PR #7833, opened 2022-11-20
Thrusters back-fire has a bigger range

MLGTASTICa:
## About The Pull Request
Makes the thruster output have a range between 1 - 8 depending on thrust power
Makes the thruster output be hot if the temperature is above 1000k , instead of it being only when its combustible and above 400K

## Why It's Good For The Game
Fighting near thrusters is more interesting
## Changelog
:cl:
balance: Thruster output range is now between 1-8 tiles instead of just 1
balance: Thruster output is hot if the gasses inside have above 1000K , and not if its combustible and above 400K anymore.
/:cl:


code/modules/overmap/ships/engines/thermal.dm
```diff
@@ -99,12 +99,20 @@
...
 		T.assume_air(removed)
-		new/obj/effect/engine_exhaust(T, exhaust_dir, air_contents.check_combustability() && air_contents.temperature >= PLASMA_MINIMUM_BURN_TEMPERATURE)
+		// if its 1000k hot
+		new/obj/effect/engine_exhaust(T, exhaust_dir, air_contents.temperature >= 1000, (range > 1))
+		for(var/i=1,i < range,i++)
+			T = get_step(T,exhaust_dir)
+			if(!T)
+				break
+			sleep(0.5)
+			new/obj/effect/engine_exhaust(T, exhaust_dir, air_contents.temperature >= 1000, (i != range - 1))
```
Pink-Chink, line 115: It would be better if this was a callback timer. Also, based on some reading, sleep() and spawn() will truncate decimal values.
```suggestion
			addtimer(CALLBACK(src, .proc/extend_plume, T, exhaust_dir, air_contents.temperature >= 1000, i != range - 1), i - 1, TIMER_UNIQUE)

/obj/machinery/atmospherics/unary/engine/proc/extend_plume(turf/T, exhaust_dir, is_flame, is_midsection)
	new/obj/effect/engine_exhaust(T, exhaust_dir, is_flame, is_midsection)
```

Pink-Chink:
image

Apparently the thrusters fire in sequence, but it looks neat.

MLGTASTICa:
> image
> 
> Apparently the thrusters fire in sequence, but it looks neat. My suggestion with the timers will make the plumes start at the same time.

commited ,thought timers didn't have more accuracy then sleep.

Pink-Chink:
It's not about the accuracy. I'm trying to have people use sleep and spawn less since byond procs tend to cause a lot of headaches. Timers aren't a perfect solution, but they do work. In this case, thrusters only fire when the nav buttons get pressed and I like how it makes the thruster fire all at once.

Pink-Chink (approved):
Will keep an eye on the effect this has on the timer subsystem. If my suggestion ends up being a bad call, we'll go back to your original version with sleep(0.5).

PR #7834, opened 2022-11-20
Weak windows now have FLIMSY resistance , and can no longer be dislocated by non-damaging hits

MLGTASTICa:
## About The Pull Request
Weak windows now have FLIMSY resistance
Any window that is not reinforced can no longer be dislocated if the hit does not damage it

## Why It's Good For The Game
Bug fix + slightly tougher windows so they can't be broken with a lighter

## Changelog
:cl:
balance: windows now have a resistance of 2 
fix: windows being dislocated by non-damaging hits
/:cl:


Pink-Chink (approved):
Seemed fine. Windows weren't extra beefy or anything.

* * * * *

- Action item: Scan the data above and copy every line with "between" in it.

- Solution for this exercise:
Makes the thruster output have a range between 1 - 8 depending on thrust power
balance: Thruster output range is now between 1-8 tiles instead of just 1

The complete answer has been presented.